Leopard processor element for vector MALT coprocessor has been designed


Photo: maltsystem.com


The development of a processor element for vector accelerator Leopard has been accomplished. The processor element architecture has been chosen according to the requirements for maximum flexibility (from a programming perspective) at high performance and energy efficiency on target tasks. As a result, the architecture based on ALU tree has been chosen.


ALU tree is a tree with nodes which are elementary ALUs. Such system enables to merge several simple operations in a single complex operation, and, by that, to increase the number of operations per cycle. The amount of the tree inputs is greater than the amount normal ALUs usually have. Some unary operations may be implemented right at the inputs.
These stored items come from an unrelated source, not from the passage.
PR #1109, opened 2021-08-09
sci-mathematics/acl2: fix TAGS install, add emacs/doc flags, etc

lucasmitrak:
* EAPI bump
* Remove eutils because it is no longer necessary and deprecated
* inherit elisp-common for compiling/installing emacs files
* Add emacs use flag for emacs files and TAGS file
* Add app-editor/emacs to BDEPEND if its needed during compilation
* Add doc use flag for compiling and installing html docs
* Add dev-lang/perl as a DEPEND for doc
* Change SRC_URI to upstream and updated github
* Update metadata.xml to this new SRC_URI
* Add patch which changes `make` to $(MAKE) in GNUmakefile for Q/A
* Add src_prepare which deletes *.bak, *.orig, and sparc binary acl2link
* Remove `emake certify-books` because certify-books no longer exists
* Add `emake basic` because it is the one which is the default [1]
* emake basic is much faster so the einfos are removed
* Add `emake DOC` to compilation phase if DOC use flag is enabled
* Add `elisp-compile` to compilation phase if emacs use flag is enabled
* Install README.md always and html docs if doc use flag is enabled
* Install emacs files and TAGS file is emacs use flag is enabled
* Add `use emacs && elisp-site-regen` to postinst() and postrm() phases

Currently, sci-mathematics/acl2 will not always install successfully.
This is because the TAGS file is only created if the etags program is
installed. The etags program is installed when emacs is
installed. Therefore, an emacs use flag is added so the TAGS file is
installed only when it is enabled. Since app-editors/emacs is required
for the CBUILD, the dependency is added to the BDEPEND. In order to
compile/install emacs files, the elisp-common eclass is inherited.
This compilation and installation only takes place if the emacs use
flag is enabled. The `elisp-site-regen` is added to pkg_postinst() and
pkg_postrm() with the requirement of the emacs use flag being enabled.
If the doc flag is enabled, then `emake DOC` is executed and the html
docs are installed; however, the README.md is always installed. Since
dev-lang/perl is needed for this compilation, it is added as a
conditional requirement. If the books use flag is enabled, then the
books will be compiled using `emake basic`. The reason `emake basic`
was chosen instead of `emake regression` is because the latter is
stated as being "usually unnecessary" [1] and that "most users will not
want to use this target" [2] while the former is the default [1]
and stated as "a convenient starting place" [3]. Every book is made
before for major releases, so it is unecessary to to build all for an
install. Since the compilation of the books is much faster, the einfo
messages are removed. In addition, the SRC_URI for the previous ebuild
is behind in commits [4] and is simply a clone. Therefore, the main
github repo replaced it. The metadata is updated to this change also.
A src_prepare phase was added which copies debian's Changelog of this
package [5]. The entry on 2015-10-21 of this Changelog shows that
the *.bak and *.orig files were removed to clean the target. Also,
the inadvertent sparc binary acl2link was removed. This sparc binary
lacks source code and therefore violates the GNU GPL. Debian filed a
bug about this binary and the solution was to delete it [6].
A patch is added so a Q/A warning is not given: "make[1]: warning:
jobserver unavailable: using -j1.  Add '+' to parent make rule".
The patch changes a make command to use the variable $(MAKE). This
patch will be made available upstream via a github pull request.
Finally, eutils is removed due to being depreciated and the EAPI is
bumped.

[1] https://www.cs.utexas.edu/users/moore/acl2/v8-3/combined-manual/
index.html?topic=ACL2____BOOKS-CERTIFICATION
[2] https://github.com/acl2/acl2/blob/8.3/books/GNUmakefile#L61
[3] https://github.com/acl2/acl2/blob/8.3/books/GNUmakefile#L48
[4] https://github.com/acl2-devel/acl2-devel
[5] https://debian.pkgs.org/9/debian-main-arm64/
acl2_7.2dfsg-3_arm64.deb.html
[6] https://bugs.debian.org/cgi-bin/bugreport.cgi?bug=787368

Closes: https://bugs.gentoo.org/755368

### DIFF
--- a/sci-mathematics/acl2/acl2-8.3-r1.ebuild
+++ b/sci-mathematics/acl2/acl2-8.3-r1.ebuild
@@ -1,0 +1,86 @@
+# Copyright 1999-2021 Gentoo Authors
+# Distributed under the terms of the GNU General Public License v2
+
+EAPI=8
+
+inherit elisp-common
+
+DESCRIPTION="Industrial strength theorem prover"
+HOMEPAGE="https://www.cs.utexas.edu/users/moore/acl2/"
+SRC_URI="https://github.com/acl2/acl2/archive/${PV}/${P}.tar.gz"
+
+SLOT="0"
+LICENSE="BSD"
+KEYWORDS="~amd64 ~x86"
+IUSE="books doc emacs"
+
+BDEPEND="
+	dev-lisp/sbcl
+	emacs? ( >=app-editors/emacs-23.1:* )
+"
+DEPEND="
+	dev-lisp/sbcl:=
+	books? ( dev-lang/perl )
+	doc? ( dev-lang/perl )
+"
+RDEPEND="${DEPEND}"
+
+PATCHES=( "${FILESDIR}"/${PN}-use_make_variable.patch )
+
+src_prepare() {
+	find . -type f -name "*.bak" -delete
+	find . -type f -name "*.orig" -delete
+	# Remove sparc binary inadvertently included in upstream
+	rm books/workshops/2003/schmaltz-al-sammane-et-al/support/acl2link || die
+	default
+}
+
+src_compile() {
+	emake LISP="sbcl --noinform --noprint \
+		--no-sysinit --no-userinit --disable-debugger"
+
+	if use books; then
+		emake "ACL2=${S}/saved_acl2" basic
+	fi
+
+	if use doc; then
+		emake "ACL2=${S}/saved_acl2" DOC
+	fi
+
+	if use emacs; then
+		elisp-compile emacs/*.el
+	fi
+}
+
+src_install() {
+	local SAVED_NAME=saved_acl2
+	sed -e "s:${S}:/usr/share/acl2:g" -i ${SAVED_NAME} || die
+	dobin ${SAVED_NAME}
+
+	insinto /usr/share/acl2
+	doins ${SAVED_NAME}.core
+	if use books; then
+		sed -e "/5/a export ACL2_SYSTEM_BOOKS=/usr/share/acl2/books/" \
+			-i ${SAVED_NAME} || die
+		doins -r books
+	fi
+
+	DOCS=( books/README.md )
+	if use doc; then
+		HTML_DOCS=( doc/HTML/. )
+	fi
+	einstalldocs
+
+	if use emacs; then
+		elisp-install ${PN} emacs/*{.el,elc}
+		doins TAGS
+	fi
+}
+
+pkg_postinst() {
+	use emacs && elisp-site-regen
+}
+
+pkg_postrm() {
+	use emacs && elisp-site-regen
+}
--- a/sci-mathematics/acl2/files/acl2-use_make_variable.patch
+++ b/sci-mathematics/acl2/files/acl2-use_make_variable.patch
@@ -1,0 +1,13 @@
+use make variable to avoid QA issue: "make[1]: warning: jobserver unavailable: using -j1.  Add '+' to parent make rule"
+
+--- a/GNUmakefile
++++ b/GNUmakefile
+@@ -576,7 +576,7 @@ doc/home-page.html: doc/home-page.lisp
+ # xdoc::save that populates doc/manual/ (not under books/).
+ acl2-manual: check-books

In ALU tree intermediate values are transferred from one tree node to another directly, which allows to reduce the number of accesses to the register file.


In popular target algorithms, intensively applying table replacements, the moderate amount of computing operations alternate with data memory addresses. Therefore, choosing a tree with a small number of nodes, where is one memory work operation for several lightweight operations, provides effective coverage of most program graphs.


 The number of executed operations per one instruction for the discussed option of the processor element is comparable with performance of processors based on VLIW architecture at considerably less power consumption. Along with ALU, each processor element includes a register file and local memory. Command memory contains 1024 96-bit words, shared memory contains 4096 32-bit words. The processor elements are merged into arrays using SIMD ideology. An array control device has a set of count registers for looping, the depth of nesting is up to 8.